• [STORED DATA]
PR #811, opened 2016-04-26
Added X-Frame-Options protection for nginx

dscoduc:
Per the discussion on Issue 697 I have added the X-Frame-Option to the Nginx config file to protect against click-jacking attacks.  More information can be found [https://developer.mozilla.org/en-US/docs/Web/HTTP/X-Frame-Options?redirectlocale=en-US&redirectslug=The_X-FRAME-OPTIONS_response_header](url)

### DIFF
--- a/conf/nginx.conf
+++ b/conf/nginx.conf
@@ -43,5 +43,8 @@ server {
 	ssl_certificate $SSL_CERTIFICATE;
 	ssl_certificate_key $SSL_KEY;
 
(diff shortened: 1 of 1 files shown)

• [EXERCISE DESCRIPTION]
An exact copy of the listing above is what is wanted.

• [WRITTEN RESPONSE]
PR #811, opened 2016-04-26
Added X-Frame-Options protection for nginx

dscoduc:
Per the discussion on Issue 697 I have added the X-Frame-Option to the Nginx config file to protect against click-jacking attacks.  More information can be found [https://developer.mozilla.org/en-US/docs/Web/HTTP/X-Frame-Options?redirectlocale=en-US&redirectslug=The_X-FRAME-OPTIONS_response_header](url)

### DIFF
--- a/conf/nginx.conf
+++ b/conf/nginx.conf
@@ -43,5 +43,8 @@ server {
 	ssl_certificate $SSL_CERTIFICATE;
 	ssl_certificate_key $SSL_KEY;
 
(diff shortened: 1 of 1 files shown)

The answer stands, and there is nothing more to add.